Saved entries
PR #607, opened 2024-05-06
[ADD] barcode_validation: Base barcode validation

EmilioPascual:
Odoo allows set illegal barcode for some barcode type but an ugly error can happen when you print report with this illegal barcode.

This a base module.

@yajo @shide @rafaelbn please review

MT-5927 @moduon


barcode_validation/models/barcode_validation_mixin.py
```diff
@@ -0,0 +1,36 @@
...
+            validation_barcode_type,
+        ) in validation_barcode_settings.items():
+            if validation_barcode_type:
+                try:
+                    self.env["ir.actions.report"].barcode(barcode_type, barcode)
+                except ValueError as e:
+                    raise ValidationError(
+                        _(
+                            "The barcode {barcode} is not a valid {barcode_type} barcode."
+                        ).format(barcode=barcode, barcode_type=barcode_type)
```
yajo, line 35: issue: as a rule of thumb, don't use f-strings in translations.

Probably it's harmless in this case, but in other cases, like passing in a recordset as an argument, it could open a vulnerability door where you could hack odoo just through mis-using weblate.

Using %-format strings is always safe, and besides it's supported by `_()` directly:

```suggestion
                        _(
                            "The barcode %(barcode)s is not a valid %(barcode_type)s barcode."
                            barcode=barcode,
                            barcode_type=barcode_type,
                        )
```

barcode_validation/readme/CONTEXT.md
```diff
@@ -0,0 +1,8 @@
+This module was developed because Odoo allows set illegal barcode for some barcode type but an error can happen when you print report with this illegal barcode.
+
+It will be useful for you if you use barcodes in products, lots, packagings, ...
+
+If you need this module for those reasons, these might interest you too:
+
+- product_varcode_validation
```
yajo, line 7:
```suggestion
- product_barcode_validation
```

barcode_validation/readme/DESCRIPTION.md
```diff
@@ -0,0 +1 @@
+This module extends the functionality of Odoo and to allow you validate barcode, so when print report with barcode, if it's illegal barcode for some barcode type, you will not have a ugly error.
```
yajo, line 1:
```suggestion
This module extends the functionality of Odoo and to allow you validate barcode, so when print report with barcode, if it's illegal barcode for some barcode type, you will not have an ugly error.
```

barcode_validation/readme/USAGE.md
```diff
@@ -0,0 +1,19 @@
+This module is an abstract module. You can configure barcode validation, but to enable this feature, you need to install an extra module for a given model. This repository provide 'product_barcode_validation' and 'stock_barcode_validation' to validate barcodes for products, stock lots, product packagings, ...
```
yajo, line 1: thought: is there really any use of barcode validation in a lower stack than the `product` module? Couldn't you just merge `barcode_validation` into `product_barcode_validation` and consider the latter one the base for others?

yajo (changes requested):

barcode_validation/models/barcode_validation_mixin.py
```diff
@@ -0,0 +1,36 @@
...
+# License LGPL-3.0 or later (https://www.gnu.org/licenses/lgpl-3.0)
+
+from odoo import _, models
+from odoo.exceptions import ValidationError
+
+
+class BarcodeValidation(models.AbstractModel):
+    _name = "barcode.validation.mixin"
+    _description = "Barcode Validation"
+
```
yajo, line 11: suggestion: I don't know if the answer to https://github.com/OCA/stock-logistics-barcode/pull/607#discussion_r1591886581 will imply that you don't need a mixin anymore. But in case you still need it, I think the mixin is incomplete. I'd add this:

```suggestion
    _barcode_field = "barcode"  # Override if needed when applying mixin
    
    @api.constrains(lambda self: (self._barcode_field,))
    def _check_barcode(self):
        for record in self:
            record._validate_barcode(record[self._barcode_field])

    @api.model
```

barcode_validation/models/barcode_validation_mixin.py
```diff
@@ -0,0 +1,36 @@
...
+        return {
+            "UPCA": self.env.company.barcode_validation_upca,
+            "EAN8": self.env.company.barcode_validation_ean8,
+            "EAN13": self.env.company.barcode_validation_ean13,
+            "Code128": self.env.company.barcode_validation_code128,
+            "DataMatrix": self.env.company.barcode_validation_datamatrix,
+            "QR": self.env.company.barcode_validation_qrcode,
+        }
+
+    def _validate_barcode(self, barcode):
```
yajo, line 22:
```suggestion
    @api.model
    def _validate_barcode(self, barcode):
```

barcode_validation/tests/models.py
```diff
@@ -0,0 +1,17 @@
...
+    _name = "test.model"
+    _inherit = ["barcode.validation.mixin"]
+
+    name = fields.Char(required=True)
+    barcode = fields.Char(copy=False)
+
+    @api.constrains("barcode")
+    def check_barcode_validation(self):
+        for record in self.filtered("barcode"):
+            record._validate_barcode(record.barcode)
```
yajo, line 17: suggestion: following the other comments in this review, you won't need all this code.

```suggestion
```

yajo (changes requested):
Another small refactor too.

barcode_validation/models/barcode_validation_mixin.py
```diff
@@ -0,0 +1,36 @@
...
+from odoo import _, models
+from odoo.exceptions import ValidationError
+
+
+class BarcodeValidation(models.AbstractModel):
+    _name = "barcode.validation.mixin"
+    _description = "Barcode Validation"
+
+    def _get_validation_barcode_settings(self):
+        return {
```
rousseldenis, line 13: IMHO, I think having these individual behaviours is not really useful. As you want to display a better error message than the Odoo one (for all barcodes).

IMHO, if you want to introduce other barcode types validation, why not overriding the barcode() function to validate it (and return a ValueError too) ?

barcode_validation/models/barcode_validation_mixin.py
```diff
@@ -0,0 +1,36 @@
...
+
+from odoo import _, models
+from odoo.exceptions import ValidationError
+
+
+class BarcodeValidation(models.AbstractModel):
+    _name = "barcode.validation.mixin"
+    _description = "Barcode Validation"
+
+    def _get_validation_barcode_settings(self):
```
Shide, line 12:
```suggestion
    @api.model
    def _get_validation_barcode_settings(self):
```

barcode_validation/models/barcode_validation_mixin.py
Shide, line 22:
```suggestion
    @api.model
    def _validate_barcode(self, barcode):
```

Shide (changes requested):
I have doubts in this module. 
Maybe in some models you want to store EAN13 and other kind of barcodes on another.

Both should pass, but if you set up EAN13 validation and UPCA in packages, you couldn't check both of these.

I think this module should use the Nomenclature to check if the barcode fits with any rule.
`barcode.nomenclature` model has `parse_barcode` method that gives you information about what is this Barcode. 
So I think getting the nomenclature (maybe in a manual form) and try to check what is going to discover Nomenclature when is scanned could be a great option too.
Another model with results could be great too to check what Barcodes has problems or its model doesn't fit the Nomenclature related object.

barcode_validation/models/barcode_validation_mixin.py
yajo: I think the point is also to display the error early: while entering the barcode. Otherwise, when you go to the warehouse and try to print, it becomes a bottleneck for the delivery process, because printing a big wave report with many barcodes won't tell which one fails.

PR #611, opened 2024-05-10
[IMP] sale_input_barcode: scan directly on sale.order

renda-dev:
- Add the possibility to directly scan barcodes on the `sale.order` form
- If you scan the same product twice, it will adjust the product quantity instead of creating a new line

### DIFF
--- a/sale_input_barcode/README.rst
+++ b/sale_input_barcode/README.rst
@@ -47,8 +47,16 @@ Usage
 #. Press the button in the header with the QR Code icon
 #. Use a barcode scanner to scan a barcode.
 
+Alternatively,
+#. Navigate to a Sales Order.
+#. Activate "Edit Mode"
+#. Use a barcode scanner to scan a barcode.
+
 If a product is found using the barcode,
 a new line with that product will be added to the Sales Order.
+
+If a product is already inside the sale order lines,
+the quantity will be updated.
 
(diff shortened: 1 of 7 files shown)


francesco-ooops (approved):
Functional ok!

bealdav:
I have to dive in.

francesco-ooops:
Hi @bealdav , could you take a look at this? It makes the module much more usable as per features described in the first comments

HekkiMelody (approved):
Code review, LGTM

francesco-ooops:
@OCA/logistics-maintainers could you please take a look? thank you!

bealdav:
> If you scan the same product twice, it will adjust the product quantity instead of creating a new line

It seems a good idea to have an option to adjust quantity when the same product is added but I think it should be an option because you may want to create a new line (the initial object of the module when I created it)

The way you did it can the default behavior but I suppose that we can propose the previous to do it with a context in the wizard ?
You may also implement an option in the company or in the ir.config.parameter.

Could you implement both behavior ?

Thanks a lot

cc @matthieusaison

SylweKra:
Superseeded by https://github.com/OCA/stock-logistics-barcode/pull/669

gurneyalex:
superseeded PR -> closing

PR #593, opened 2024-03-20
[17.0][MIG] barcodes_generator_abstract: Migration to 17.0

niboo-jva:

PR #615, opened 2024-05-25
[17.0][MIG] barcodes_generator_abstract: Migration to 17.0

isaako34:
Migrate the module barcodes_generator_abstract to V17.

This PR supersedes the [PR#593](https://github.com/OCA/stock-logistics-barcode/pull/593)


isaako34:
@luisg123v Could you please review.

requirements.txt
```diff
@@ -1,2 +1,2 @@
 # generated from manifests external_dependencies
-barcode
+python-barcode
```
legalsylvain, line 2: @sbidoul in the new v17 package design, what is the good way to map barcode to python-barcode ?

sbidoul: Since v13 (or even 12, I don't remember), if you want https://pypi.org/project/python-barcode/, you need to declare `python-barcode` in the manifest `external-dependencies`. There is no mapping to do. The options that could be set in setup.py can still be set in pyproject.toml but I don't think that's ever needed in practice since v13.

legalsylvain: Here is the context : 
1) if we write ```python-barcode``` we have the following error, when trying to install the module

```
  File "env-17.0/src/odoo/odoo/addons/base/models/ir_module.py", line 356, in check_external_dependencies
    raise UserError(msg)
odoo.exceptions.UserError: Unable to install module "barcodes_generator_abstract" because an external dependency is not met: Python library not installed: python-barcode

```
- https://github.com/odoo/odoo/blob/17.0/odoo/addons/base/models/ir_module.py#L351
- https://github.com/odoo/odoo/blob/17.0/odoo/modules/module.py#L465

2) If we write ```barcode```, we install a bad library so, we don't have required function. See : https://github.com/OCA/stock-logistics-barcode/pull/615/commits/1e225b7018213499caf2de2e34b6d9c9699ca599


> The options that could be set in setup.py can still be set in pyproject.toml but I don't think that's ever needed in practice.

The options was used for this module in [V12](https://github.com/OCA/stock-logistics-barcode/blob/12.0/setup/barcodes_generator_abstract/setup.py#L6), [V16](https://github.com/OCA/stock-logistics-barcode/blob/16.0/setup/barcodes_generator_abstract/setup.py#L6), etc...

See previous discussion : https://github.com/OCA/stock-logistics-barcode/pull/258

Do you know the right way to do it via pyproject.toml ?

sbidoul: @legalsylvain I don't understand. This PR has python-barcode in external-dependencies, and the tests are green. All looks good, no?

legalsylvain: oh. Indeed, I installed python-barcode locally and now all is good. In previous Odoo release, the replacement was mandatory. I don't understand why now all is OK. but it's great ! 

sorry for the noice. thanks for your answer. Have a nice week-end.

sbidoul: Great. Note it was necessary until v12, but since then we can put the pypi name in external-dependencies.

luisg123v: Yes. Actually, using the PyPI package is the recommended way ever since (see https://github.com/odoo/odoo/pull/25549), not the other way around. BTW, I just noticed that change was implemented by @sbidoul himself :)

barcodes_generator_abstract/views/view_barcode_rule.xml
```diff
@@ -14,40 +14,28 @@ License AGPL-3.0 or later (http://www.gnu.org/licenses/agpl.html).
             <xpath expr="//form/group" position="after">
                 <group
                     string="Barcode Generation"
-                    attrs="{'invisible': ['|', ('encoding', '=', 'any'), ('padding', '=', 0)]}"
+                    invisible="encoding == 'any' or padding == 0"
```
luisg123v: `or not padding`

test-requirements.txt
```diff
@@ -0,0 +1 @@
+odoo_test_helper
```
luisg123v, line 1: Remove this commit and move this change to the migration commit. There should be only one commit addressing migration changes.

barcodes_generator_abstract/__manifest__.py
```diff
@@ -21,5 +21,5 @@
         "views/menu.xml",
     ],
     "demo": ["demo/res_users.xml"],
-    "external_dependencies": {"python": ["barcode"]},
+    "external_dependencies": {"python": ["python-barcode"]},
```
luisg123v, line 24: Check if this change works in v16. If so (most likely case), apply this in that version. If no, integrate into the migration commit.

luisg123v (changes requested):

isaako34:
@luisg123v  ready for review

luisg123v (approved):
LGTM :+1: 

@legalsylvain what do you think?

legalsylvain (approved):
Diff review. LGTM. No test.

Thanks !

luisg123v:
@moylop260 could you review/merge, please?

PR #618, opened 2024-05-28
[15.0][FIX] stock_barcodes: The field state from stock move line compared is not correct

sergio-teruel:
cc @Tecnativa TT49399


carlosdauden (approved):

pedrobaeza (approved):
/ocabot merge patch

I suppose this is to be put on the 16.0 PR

_Goal of the exercise:_ Once you have counted the lines of the data that contain the word "options", please reply with that number alone.

_Output below:_ 3